「Beyond Health」2020年4月27日付の記事より

 神戸市が、新型コロナウイルス感染症(COVID-19、以下新型コロナ)対策として、スタートアップと組んだ施策を矢継ぎ早に打ち出した。

 まずは2020年4月20日、「Urban Innovation KOBE」×「新型コロナウイルス」と銘打ち、日本全国のスタートアップを対象に新型コロナ対策となり得るテクノロジーや提案を広く募集することを発表。発表日当日から募集を開始した。

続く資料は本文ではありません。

PR #8739, opened 2025-02-14
Tutorial: 2D Triangulations

afabri:
## Summary of Changes

Add a tutorial for getting started with 2D Triangulations in an easier way than the User Manual.
This could as well become a section in the User Manual.


sloriot:
@afabri what is the status?

Triangulation_2/examples/Triangulation_2/Tutorial_Triangulation_2.cpp
```diff
@@ -0,0 +1,100 @@
+//! [TutoT2-include]
+#include <Exact_predicates_inexact_constructions_kernel.h>
```
sloriot:
```suggestion
#include <CGAL/Exact_predicates_inexact_constructions_kernel.h>
```

Documentation/doc/Documentation/Tutorials/Tutorial_triangulation_2.txt
```diff
@@ -0,0 +1,177 @@
...
+So we start with some `#include` and some `using` statements to define types.
+
+\snippet Triangulation_2/Tutorial_Triangulation_2.cpp TutoT2-include
+
+When we insert a set of points in the triangulation, it generates a set of finite
+vertices corresponding to the points, and the decomposition of the convex hull
+of the points in finite triangular faces.
+Additionally, the triangulation generates infinite faces, which are incident to the edges of the convex hull
+and which have as third vertex a single infinite vertex. When we draw the triangulation
+we only draw finite vertices and faces.
```
sloriot, line 41: shouldn't you mention that the points are not inserted in the order of the range?

Documentation/doc/Documentation/Tutorials/Tutorial_triangulation_2.txt
```diff
@@ -0,0 +1,177 @@
...
+
+FIGURE
+
+We inserted a range of points from a `std::array` but the insert functions
+can take any range type, e.g., a `std::vector` or `std::list`.
+When we insert an individual point we obtained a <em>vertex handle</em> `vh`.
+A handle is a pointer to a vertex object, and no surprise when we write
+`v->point()` into `std::cout` we will see `1 1` on the console.
+
+Just like the standard containers, the triangulation provides iterators to enumerate
```
sloriot, line 55: simply mention ranges?

afabri:
@albert-github can you help us to understand what is necessary for doxygen that it  adds a section **Examples**  in a reference manual page.

sloriot:
> @albert-github can you help us to understand what is necessary for doxygen that it adds a section **Examples** in a reference manual page.

What do you mean?

albert-github:
@afabri 

I don't get the question either which example where should it be etc.
Maybe this will help a little: the examples section is in doxygen based on the `\examples` command, so when the command `\example` is given you will also see and example section, see e.g. the following quick example I made (I didn't compile it to see whether or not it is 100% valid code): [example.tar.gz](https://github.com/user-attachments/files/24569423/example.tar.gz)

Documentation/doc/Documentation/Tutorials/Tutorial_triangulation_2.txt
```diff
@@ -20,7 +20,7 @@ which operates on a set of points and segments.
 Note that this tutorial is not about computational geometry, so we assume you are familiar
 with Delaunay triangulation with and without constraints.
 
-\section  Tutorial_Delaunay_2   Defining the Type of %Triangulation
+<H1>  Tutorial_Delaunay_2   Defining the Type of Triangulation</h1>
```
albert-github: The section numbers are special to CGAL, the way it is re-implemented here looses the possibility to refer to a section and the possibility of the TOC .

MaelRL:
@albert-github @sloriot 

The question was "what does it take for the list of examples using this function to show up at the bottom of the documentation of a class or a function".

For example :

[CGAL::Polygon_mesh_processing::repair_polygon_soup()](`https://doc.cgal.org/latest/Polygon_mesh_processing/group__PMP__combinatorial__repair__grp.html#ga3b35133783759402828325b91ab559cc`).

--> used in the example [repair_polygon_soup_example.cpp](https://doc.cgal.org/latest/Polygon_mesh_processing/Polygon_mesh_processing_2repair_polygon_soup_example_8cpp-example.html), which is in [PMP/examples.txt](https://github.com/CGAL/cgal/blob/main/Polygon_mesh_processing/doc/Polygon_mesh_processing/examples.txt#L42)

but there is nothing at the bottom of the function's documentation, whereas we'd expect references to examples at the bottom of the function documentation:         

<hr>
image
<hr>

But in fact it seems related to the fact that there is no link in the doc output:

<hr>
image
<hr>

and that seems to be related to the fact that we use a namespace alias:

```cpp
```

If I change the example and put "CGAL::Polygon_mesh_processing::repair_polygon_soup", then the link shows up:

<hr>
image
<hr>

and I get the example showing in the function doc:

<hr>
image
<hr>

So the questions are:
- What can we do so links show up when using namespace aliases ?
- Are there other conditions such that the example links do not appear at the bottom of functions, for example for class template member functions?
- How does doxygen select which example to show in the list when there are many .cpp using that function? (CGAL::IO::read_polygon_mesh for example).

Thanks!

albert-github:
> What can we do so links show up when using namespace aliases ?

An intriguing problem.
I started with a small project (all files can be found in: [example.tar.gz](https://github.com/user-attachments/files/24695589/example.tar.gz) ) with am include file (aa.h):
```
/// \file


/// Namespace one
namespace N1
{
  /// Namespace two
  namespace N2
  {
     /// the class
     class cls
     {
        public:
          /// The function
          fie();
     };
  }
}
```

and an example file:
```
#include "aa.h"

namespace NN = N1::N2;

int example_main()
{
  NN::cls::fie();
  N1::N2::cls::fie();
  return 1;
}
```

and here we we don't see the link for the `NN` part, so I added a file using the the function as well (in aa.cpp, in the archive called aa.cpp.org):
```
// \file
#include "aa.h"

/// The namespaces
namespace NN = N1::N2;

/// the main function
int main()
{
  NN::cls::fie();
  N1::N2::cls::fie();
  return 1;
}
```
and now the link was present, so this brought me to the idea to add (ommented out in the archive):
```
namespace NN = N1::N2;
```
and removing again the `.cpp` file and now the link appeared again.
to the `.h` file

The problem is that in this case the `example.cpp` is not scanned for function / classes etc. that are defined in the used source (as is quite common in CGAL as a lot of files are documented through a separate documentation file in the `doc` directory of the project (and these files only contain prototypes).

- So the solution is to add `namespace NN = N1::N2;` to a file that is used / scanned in the documentation.


**Edit**

It looks like that for PMP the documentation is not going the `doc` directory, so here it can, probably, be added straight at the end of `Polygon_mesh_processing/include/CGAL/Polygon_mesh_processing/polygon_soup_to_polygon_mesh.h` (maybe needs some protection like `@ifdef DOXYGEN_RUNNING`.

albert-github:
> Are there other conditions such that the example links do not appear at the bottom of functions, for example for class template member functions?
> How does doxygen select which example to show in the list when there are many .cpp using that function? (CGAL::IO::read_polygon_mesh for example).

To be honest I was a bit amazed that this link back was working, it looks like that the solution mentioned in https://github.com/CGAL/cgal/pull/8739#issuecomment-3765251072 (so defining the `namespace NN = N1::N2;` also solves this problem, unless you can find an example that shows the contrary.


**Edit**

The "Examples" part is only shown when there is a detailed description.

MaelRL:
Thanks a lot for the analysis!

However, I am not sure I like having to add this extra namespace alias in headers (even hidden behind doxygen macros), I'd rather not use "PMP" in examples, then... but it's not a great solution either because the complete namespace is quite long.

No chance that this could be fixed from within doxygen?

albert-github:
@MaelRL 
I can imagine your objections.
It is not possible to fix this in doxygen as the examples are nor run through the "scanner.l" just through the "code.l"
I got an idea, you could add the `namespace NN = N1::N2;` part to the end of `examples.txt` outside the comment part, this is read by doxygen (scanner.l) but is not used in the compilation of CGAL and does not pollute the header files.

MaelRL:
> @MaelRL I can imagine your objections. It is not possible to fix this in doxygen as the examples are nor run through the "scanner.l" just through the "code.l" I got an idea, you could add the `namespace NN = N1::N2;` part to the end of `examples.txt` outside the comment part, this is read by doxygen (scanner.l) but is not used in the compilation of CGAL and does not pollute the header files.

Seems to work well (tested in the other PR): the links now show up in examples

<hr>
image
<hr>

and in the function, we now have example refs:

<hr>
image
<hr>

I have not seen any obvious side effect nor addition when grepping in doc_output.

Thanks!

 Urban Innovation KOBE(以下UIK)とは、スタートアップと神戸市の行政職員が一丸となって課題解決に取り組む官民連携のプロジェクトであり、2018年から本格運用が始まっていた。自治体が抱える社会課題をテーマとして提示し、スタートアップが解決に資するサービスを提供するもので、2018年上期には6件、同年下期には7件を採択した。そのうち9件が課題解決に結びつき、サービスの継続利用率は53%と一定の成果をあげている。今回打ち出した新型コロナ対策の募集は、このスキームを応用したものとなる。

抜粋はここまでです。